In particular, why so even at higher altitude where the air is thinner.
The picture should be more complex as the ratio of induced drag to parasitic drag changes.
Power proportional to TAS - why?
Where, exactly? It wasn't for me last time I tried.
Peter,
Did you mean power is proportional to TAS at a given IAS (I.e. If you increase altitude and your TAS at a given IAS increase 10% then the power output has also increased by 10%)?
If so, it is in the definition of power = Force (I.e drag) * Velocity
Spot on! At a constant IAS drag is constant
OK, yes, thanks, I get that.
Holding a constant IAS as the level increases is not possible unless one has a turbo, however, because the engine power drops off.
Holding a constant IAS as the level increases is not possible unless one has a turbo, however, because the engine power drops off.

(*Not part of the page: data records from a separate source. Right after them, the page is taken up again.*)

PR #477, opened 2026-08-18
fix(limits): stepped default memory cap (8/16/32 GiB by RAM) instead of a flat 8 GiB

xerj-org:
## Why

The default process-memory cap was a flat **8 GiB**, and every governor budget
(memtable, hydration cache, RSS watermark) derives from that one base. A flat
number under-serves anything that isn't a small box:

- **Big machines were silently starved.** Our own 119 GiB reference-coding box
  ran with the flat 8 GiB cap — an ~1.6 GiB hydration cache — while 100+ GiB sat
  unused; that under-sizing tracked with a long read tail.
- **Laptops were the opposite failure** before the cap existed at all: with no
  cgroup the base was the whole machine, so a 64 GiB host asked for ~16 GiB of
  memtables and a ~12.8 GiB hydration cache before allocating anything — the
  reported ~20 GiB-resident regression.

## What

Replace the flat default with an **AUTO tier** chosen from the *effective*
(cgroup-aware) memory the process can actually see — `min(cgroup, host RAM)`,
not raw host RAM — in binary-GiB steps:

| effective memory        | process cap |
|-------------------------|-------------|
| `< 64 GiB`              | 8 GiB       |
| `64 GiB ≤ eff < 128 GiB`| 16 GiB      |
| `≥ 128 GiB`             | 32 GiB      |

**The cap only ever LOWERS the base** — it is still `min(machine, cap)`, so it
never invents headroom: a 40 GiB box on the 8 GiB tier yields 8; a 6 GiB box on
the 8 GiB tier yields 6.

**Backward-compat preserved exactly:**
- `max_process_memory_mb = 0` → **uncapped, whole machine** (unchanged meaning).
- `max_process_memory_mb = N` (N > 0) → a **fixed N MiB** ceiling, still min'd
  with the machine (unchanged).
- Omitted / default → **AUTO** (the new tier). Represented by a `u64::MAX`
  sentinel that the governor intercepts before any budget math, so it never
  reaches a byte count or serializes into a user-facing default.

**Friendly first-run line + runtime override.** One non-alarming startup line
states what was detected, the cap chosen and why, and how to change it. A new
`XERJ_MAX_PROCESS_MEMORY_MB=auto|off|<MiB>` env override mirrors the existing
`XERJ_SEGMENT_HYDRATION_CACHE_MB` grammar (env wins over config; a bare `0` is
ambiguous and falls back to config with a warning).

## Live proof

Booted the built binary on a private port with a throwaway data dir on the
119.2 GiB box, no config, no env override:

```
memory: detected 119.2 GiB usable, using a 16 GiB cap (auto tier); change with
limits.max_process_memory_mb or XERJ_MAX_PROCESS_MEMORY_MB (0 = whole machine)
resource governor initialised  memtable_budget_mb=4096  memory_limit_mb=16384
  memory_limit_source=Auto  memory_watermark_mb=15564  segment_hydration_cache_mb=3276
  segment_hydration_cache_source=Auto
```

119.246 GiB is **below** the 128 GiB boundary, so this box correctly lands on
the **16 GiB tier** (`memory_limit_mb=16384`) — **double** the old flat 8 GiB,
with a 4 GiB memtable budget and a ~3.2 GiB hydration cache. A machine at or
above 128 GiB effective would take the 32 GiB tier; the tier steps are pinned by
tests at the exact 64/128 GiB binary boundaries (127 GiB → 16, 128 GiB → 32).

## Tests

- `governor::tests` **19/19** — incl. 4 new: `the_auto_default_tiers_the_cap_and_only_lowers`,
  `tiered_cap_steps_on_binary_gib_boundaries`, `explicit_config_zero_is_uncapped_and_n_forces_a_fixed_cap`,
  `env_override_wins_and_mirrors_the_hydration_grammar`; preserved
  `the_cap_never_raises_a_budget_above_the_machine`.
- `xerj-common` counted-claims **3/3** — the `limits` section stays **14**
  settings and the total stays **116** (a value change adds no serialized leaf).
- `product_experience` **10/10** (`EXPECTED_SETTINGS = 116` holds).
- Scoped release build clean, no warnings. ES-YAML conformance is unchanged
  (no query semantics touched) and runs on CI.

## Files

`engine/crates/xerj-engine/src/governor.rs` (tier resolver + startup line + tests),
`engine/crates/xerj-common/src/config.rs` (`AUTO_PROCESS_MEMORY_MB` sentinel,
default, doc), `engine/xerj.default.toml` (section-header count fixup).


xerj-org:
Reworked to clear the two failing checks, both of which were toolchain drift from sitting 36 commits behind main (not logic):

- **Format + Clippy**: rustfmt 1.97.1 rewraps two match arms and an assert in `governor.rs`; ran `cargo fmt` under the CI toolchain. Then clippy 1.97.1's `doc_overindented_list_items` flagged three doc-comment continuation lines in `config.rs:1474-1477` (indented 12 under a `   * ` marker whose text starts at 5) — re-aligned.
- **ONNX feature compile + tests**: same lint. That job compiles `xerj-common` as a dependency, so the doc-overindent tripped it too.

Merged current main in; no behaviour change. Verified locally under rustc 1.97.1: `fmt --check` clean, `clippy --workspace --all-targets -D warnings` clean, the ONNX-feature clippy (`-p xerj-ai -p xerj-engine --features onnx-experimental`) clean, governor tests 19/19 under both dev and ci-test. Pushed `a45f0ab`; CI re-running.

xerj-org:
## Independent verification — head `a45f0abb`

Three skeptics, each in its own worktree under rustc 1.97.1, each told to REFUTE this PR (tier boundaries, the cap-only-lowers OOM invariant, the `0=uncapped` footgun, env-parse robustness). **All three could not refute: 0 blocking, 0 should-fix, 1 nit.** Merging on this.

Highlights, verified independently: mutation testing confirms the boundary tests are load-bearing (flipping `<`→`<=` at 64 GiB fails 3 tests; flipping 128 GiB fails the boundary test; turning the garbage-env Err branch into a silent `cap_mb:0` fails the env test). The cgroup limit is honored twice (`min(cgroup, host)` then `min(tier, machine)`), so a 128 GiB host under a 4 GiB cgroup yields 4 GiB — no OOM regression. Every dependent budget (memtable, hydration, watermark) derives from the single capped base; nothing reads raw machine RAM. 609 engine tests pass both profiles, clippy/fmt clean, docs_capability_lists 15/15, product_experience 10/10.

The one nit (undocumented `unlimited` env synonym for `off`) is filed as a follow-up, not a blocker.

---

**Verdict (verbatim):**

> Could not refute. The tiering and cap arithmetic are correct and the cap-only-lowers invariant holds on every branch; nothing blocking. (1) Tier boundaries correct and pinned: <64 GiB to 8, [64,128) to 16, >=128 to 32, tested at 63->8/64->16/127->16/128->32, matching the doc table (governor.rs:414-422). (2) Small/tiny boxes (2-6 GiB) pick the 8 GiB tier but cap_memory_limit mins with machine RAM, yielding actual RAM, never above it (governor.rs:396-401; test the_auto_default_tiers_the_cap_and_only_lowers asserts 6 GiB->6). (3) effective = min(machine, tier) holds on all branches Auto/Config/Env x 0/N because cap_memory_limit is `if cap==0 {machine} else machine.min(cap*MiB)`; the only whole-machine path is cap==0, an explicit opt-in. Could not construct any input where effective > min(machine, tier). (4) The intentional 16/32 GiB increase on >=64/>=128 GiB machines is the feature, bounded within the machine with the watermark proportional to the capped base; not an OOM regression. (5) 0=uncapped is an explicit escape hatch with unchanged legacy meaning, not the default and not new. (6) Env parsing robust: negative, overflow-huge, empty, whitespace, garbage all fail parse::<u64> and fall back to config with a warning; huge valid numbers saturate via saturating_mul to the machine; bare 0 warns and falls back. No panic or mis-parse. (7) Coherence verified: memtable (governor.rs:688), hydration (governor.rs:691) and watermark (governor.rs:705) all derive from memory_limit_bytes (the single capped base); no dependent budget reads raw machine RAM. Governor tests 19/19 pass on rustc 1.97.1; xerj-common 91+3 pass. default.toml does not serialize the u64::MAX sentinel. The struct-doc/toml 13->14 change corrects a pre-existing inconsistency (main's top-level doc already said 14; struct has 14 fields on both branches), not a new error.

**Findings (verbatim):**

- `nit` engine/crates/xerj-engine/src/governor.rs:505: The XERJ_MAX_PROCESS_MEMORY_MB env parser accepts an undocumented "unlimited" synonym for "off" (uncapped). The PR doc and config.rs claim the grammar is `auto|off|<MiB>` and that it mirrors the XERJ_SEGMENT_HYDRATION_CACHE_MB grammar, but the hydration resolver (governor.rs:594) accepts only "off", not "unlimited". Cosmetic inconsistency; no wrong memory outcome.

  Demo: governor.rs:505 `Some("off") | Some("unlimited") => ...cap_mb:0` vs governor.rs:594 `Some("off") =>` only. config.rs doc string says grammar is `auto|off|<MiB>`.

---

### Lens 2 (regression-oom) — `refuted: False`

**Verdict (verbatim):**

> Cannot refute — the tiered-memory-cap logic is correct and the tests genuinely prove it. Under my lens (test-proof + env-parse robustness): (a) Mutation testing confirms the tests are load-bearing — flipping the 64-GiB boundary (`<`→`<=`) fails 3 tests, flipping the 128-GiB boundary fails the boundary test, and turning the garbage-env Err branch into a silent `cap_mb:0` fails the env test. 19/19 governor tests pass unmutated under rustc 1.97.1. (b) Env parsing (XERJ_MAX_PROCESS_MEMORY_MB) is panic-free and correct for auto/off/unlimited/<N>/negative/garbage/empty/huge/0: all non-numeric and negative inputs route through `parse::<u64>()` Err → warn + fall back to config; huge values saturate in `saturating_mul` then `min` with the machine (no overflow, only lowers); a bare `0` is treated as ambiguous → warn + fallback. (c) toml only bumps the limits section header 13→14 and correctly does NOT serialize the AUTO u64::MAX sentinel; default = AUTO_PROCESS_MEMORY_MB. (d) docs_capability_lists 15/15, xerj-common counted-claims 3/3, product_experience 10/10 all green under 1.97.1. (e) Coherence holds — memtable, hydration cache, and RSS watermark all derive from the single capped `memory_limit_bytes`, none from raw machine RAM; `cap_memory_limit`'s pre-existing `cap_mb==0` guard makes 0=uncapped work and the `min()` prevents a tier above physical RAM on sub-8-GiB boxes. The 0=uncapped whole-machine path is an explicit, documented opt-in escape hatch (not the default) and is unchanged from before. The only behavioural change vs today's flat 8 GiB is an intentional, RAM-abundant increase to 16/32 GiB on 64+/128+ GiB boxes (the PR's whole purpose), which is min'd with the machine and not an OOM risk. Nothing blocks.

**Findings (verbatim):**

- `nit` engine/crates/xerj-engine/src/governor.rs:412 (tiered_cap_mb): On boxes with >=64 GiB effective memory the new AUTO default raises the effective process cap from the old flat 8 GiB to 16 GiB (64-128 GiB) or 32 GiB (>=128 GiB). This is a deliberate, safe increase, not a defect — flagged only for transparency since the task asked whether any path raises the limit above the old flat 8 GiB.

  Demo: resolve_process_memory_cap(64*GIB, AUTO, None).cap_mb == 16*1024 and cap_memory_limit(64*GIB, 16384) == 16 GiB, vs the old flat cap_memory_limit(64*GIB, 8192) == 8 GiB. The box has 64 GiB RAM and the value is min'd with the machine (25% of RAM), the RSS watermark is 95% of the cap, so it is well within physical memory — the intended fix for 'big machines were silently starved', not an OOM regression.

---

**Verdict (verbatim):**

> Could not demonstrate any blocking or should-fix defect. The PR is safe and coherent. Attack results: (1) OOM/cgroup — REFUTED. effective_memory_bytes = effective_memory_limit_bytes() = min(cgroup, host RAM) (governor.rs:666, 839-851). The AUTO tier is chosen OFF that cgroup-aware value (tiered_cap_mb, governor.rs:402-419), then cap_memory_limit mins it with the machine AGAIN (governor.rs:395-399). So a 128 GiB host under a 4 GiB cgroup yields min(4,8)=4 GiB; the cgroup is honored twice and the process can never target more memory than it can see. The 16/32 GiB tiers only engage when effective memory is genuinely >=64/128 GiB, so raising the default above the old flat-8 never exceeds the machine — no OOM regression on the honored-cgroup path. (2) 0=uncapped hatch — pre-existing semantics (identical to origin/main: '0 disables the cap'), and it is NOT the default (default is the AUTO u64::MAX sentinel), so it is not a regression. (3) Coherence — REFUTED: memtable (governor.rs:687), hydration (:691), and RSS watermark (:703) ALL derive from the single capped base memory_limit_bytes; grep shows no other consumer reads raw machine RAM and no code outside governor.rs reads max_process_memory_mb, so the u64::MAX sentinel never reaches byte math. (4) Env parsing — garbage/negative/huge/empty all trim then parse::<u64>() -> Err -> warn + config fallback; saturating_mul(1024*1024) prevents overflow; no panic path. It mirrors the hydration grammar exactly (both case-sensitive on auto/off, both trim, both treat a bare 0 as ambiguous -> warn+fallback). (5) Boundaries — tests pin 63->8, 64->16, 127->16, 128->32; sub-8-GiB machines are min-lowered (6 GiB -> min(6,8)=6). (6) Build gates all green under rustc 1.97.1 (see commands). The only theoretical residual — that raising the default from 8 to 16/32 GiB widens the blast radius of any PRE-EXISTING cgroup-detection gap on a memory-limited box whose limit the code fails to read — is not demonstrable here (cgroup_memory_limit_bytes is unchanged by this PR) and is inherent to the feature's intent, so it is not reported as a finding. The 13->14 'settings' doc change is a correctness fix: LimitsConfig has 14 pub fields and the registry already listed ('limits', 14) on main; only the stale prose comment said 13.

---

Surely that must depend on the IAS you begin with? If you fly at 150 KIAS in a jet you can maintain that IAS all the way up to FL400 in most cases. Similarily in your TB20 you can get 100 KIAS from sealevel up to FL100..
You mean to say that you can't maintain max IAS, correct?
Yes, of course.
Power proportional to TAS - why?
Only correct if you look at the theoretical definition of power, as said above [power = force x speed], so given constant force, power is proportional to speed. But as you say, force is not constant so this is BS in any real flying situation (in fact, only true at one point of the drag curve so far ahead of the bottom that it is never encountered in the cruise)
In any part of the (IAS) drag curve you would conceivably fly in the cruise, power required increases with anything between TAS (minimum drag IAS, where the total drag is briefly constant with speed) up to (almost) the cube of the TAS (at the right where parasitic drag is dominant).